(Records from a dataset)
PR #1420, opened 2021-06-08
refactor: Remove mana related settings from integration tests

jkrvivian:
# Description of change

* Remove `mana` from Goshimmer config, since mana is enabled by default
* Replace `CreateNetworkWithMana` with `CreateNetwork`. bc each node has 1m to issue messages, no need to wait for faucet pledging mana.

## Type of change

- Enhancement

## Change checklist

### DIFF
--- a/tools/integration-tests/tester/framework/drngnetwork.go
+++ b/tools/integration-tests/tester/framework/drngnetwork.go
@@ -8,7 +8,6 @@ import (
 
 	"github.com/docker/docker/client"
 	"github.com/drand/drand/net"
-	walletseed "github.com/iotaledger/goshimmer/client/wallet/packages/seed"
 	"github.com/iotaledger/hive.go/crypto/ed25519"
 	"github.com/iotaledger/hive.go/identity"
 )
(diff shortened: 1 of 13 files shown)


tools/integration-tests/tester/framework/drngnetwork.go
```diff
@@ -49,15 +48,6 @@ func (n *DRNGNetwork) CreatePeer(c GoShimmerConfig, publicKey ed25519.PublicKey)
 		config.FPCTotalRoundsFinalization = 10
 	}
 
-	// create wallet
```
apenzk, line 52: so this wallet is never created for the faucet? for what was the c.Faucet option then actually?

jkrvivian: Yes, in this drng scenario, nodes don't send funds around, so neither the faucet nor a wallet is needed. 
`c.Faucet` means we need one guy in the network to be the faucet :smile:

tools/integration-tests/tester/framework/framework.go
```diff
@@ -294,21 +287,13 @@ func (f *Framework) CreateDRNGNetwork(name string, members, peers int) (*DRNGNet
...
 		DRNGCommittee: drngCommittee,
-		Mana:          true,
 		StartSynced:   true,
 	}
 
 	// create peers/GoShimmer nodes
 	for i := 0; i < peers; i++ {
 		config.Seed = privKeys[i].Seed().String()
-		if _, e := drng.CreatePeer(func() GoShimmerConfig {
-			if i == 0 {
```
apenzk, line 305: the faucetConfig is removed. Why is that - is it no longer needed?

jkrvivian: Because we don't need a faucet sending funds (usually we take `peers[0]` to be the faucet), thus `drng.CreatePeer` will not check `config.Faucet` to specifically set up the faucet wallet.
There's no need to set the `config.Faucet` here, so just take the config above works.

apenzk (approved):

acha-bill (approved):

jonastheis (approved):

§ **Exercise details**
Nothing in the records should change when you repeat them all.

§ **Response**
PR #1420, opened 2021-06-08
refactor: Remove mana related settings from integration tests

jkrvivian:
# Description of change

* Remove `mana` from Goshimmer config, since mana is enabled by default
* Replace `CreateNetworkWithMana` with `CreateNetwork`. bc each node has 1m to issue messages, no need to wait for faucet pledging mana.

## Type of change

- Enhancement

## Change checklist

### DIFF
--- a/tools/integration-tests/tester/framework/drngnetwork.go
+++ b/tools/integration-tests/tester/framework/drngnetwork.go
@@ -8,7 +8,6 @@ import (
 
 	"github.com/docker/docker/client"
 	"github.com/drand/drand/net"
-	walletseed "github.com/iotaledger/goshimmer/client/wallet/packages/seed"
 	"github.com/iotaledger/hive.go/crypto/ed25519"
 	"github.com/iotaledger/hive.go/identity"
 )
(diff shortened: 1 of 13 files shown)


tools/integration-tests/tester/framework/drngnetwork.go
```diff
@@ -49,15 +48,6 @@ func (n *DRNGNetwork) CreatePeer(c GoShimmerConfig, publicKey ed25519.PublicKey)
 		config.FPCTotalRoundsFinalization = 10
 	}
 
-	// create wallet
```
apenzk, line 52: so this wallet is never created for the faucet? for what was the c.Faucet option then actually?

jkrvivian: Yes, in this drng scenario, nodes don't send funds around, so neither the faucet nor a wallet is needed. 
`c.Faucet` means we need one guy in the network to be the faucet :smile:

tools/integration-tests/tester/framework/framework.go
```diff
@@ -294,21 +287,13 @@ func (f *Framework) CreateDRNGNetwork(name string, members, peers int) (*DRNGNet
...
 		DRNGCommittee: drngCommittee,
-		Mana:          true,
 		StartSynced:   true,
 	}
 
 	// create peers/GoShimmer nodes
 	for i := 0; i < peers; i++ {
 		config.Seed = privKeys[i].Seed().String()
-		if _, e := drng.CreatePeer(func() GoShimmerConfig {
-			if i == 0 {
```
apenzk, line 305: the faucetConfig is removed. Why is that - is it no longer needed?

jkrvivian: Because we don't need a faucet sending funds (usually we take `peers[0]` to be the faucet), thus `drng.CreatePeer` will not check `config.Faucet` to specifically set up the faucet wallet.
There's no need to set the `config.Faucet` here, so just take the config above works.

apenzk (approved):

acha-bill (approved):

jonastheis (approved):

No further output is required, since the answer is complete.